Estimate the variance of a population given only the means of independent subpopulations

62 Views Asked by At

Given a set of independent samples $x_{i,j}$ where $i$ ranges from 1 to $m$ and $j$ ranges from 1 to $n$, it is easy to estimate the variance of the underlying distribution using a formula like \begin{equation} \text{Var}(x) = \sum_{i,j} x_{i,j}^2 - (\sum_{i,j} x_{i,j})^2. \end{equation} Unfortunately, I need to estimate this variance without directly measuring the $x_{i,j}$. Instead, I only have access to the set of "sub-population means" \begin{equation} y_i = \frac1n\sum_{j=1}^nx_{i,j}. \end{equation} It's easy to see that $\text{Var}(y)$ is an underestimate of $\text{Var}(x)$ using arguments based on the law of large numbers or jensen's inquality.
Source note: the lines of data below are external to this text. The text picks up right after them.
PR #220, opened 2019-06-24
Update button border color

nicole-kennedy:
Updated border color on Next/Back/Run buttons to match their background color.


arscan:
Good catch :+1:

So how can I get an unbiased estimate the variance of the $x$s given only the $y$s?

1

There are 1 best solutions below

3
On

We can easily compute the variance of $y$ as $$\operatorname{Var}(y_i) = \operatorname{Var}(\frac{1}{n}\sum_{j=1}^n x_{ij}) = \frac{1}{n^2} \sum_{j=1}^n\operatorname{Var}(x_{ij})= \frac{1}{n}\operatorname{Var}(x_{ij}).$$ Thus if $\hat{y}$ is any unbiased estimator of $\operatorname{Var}(y)$, then $n\cdot \hat{y}$ is an unbiased estimator of $\operatorname{Var}(x)$.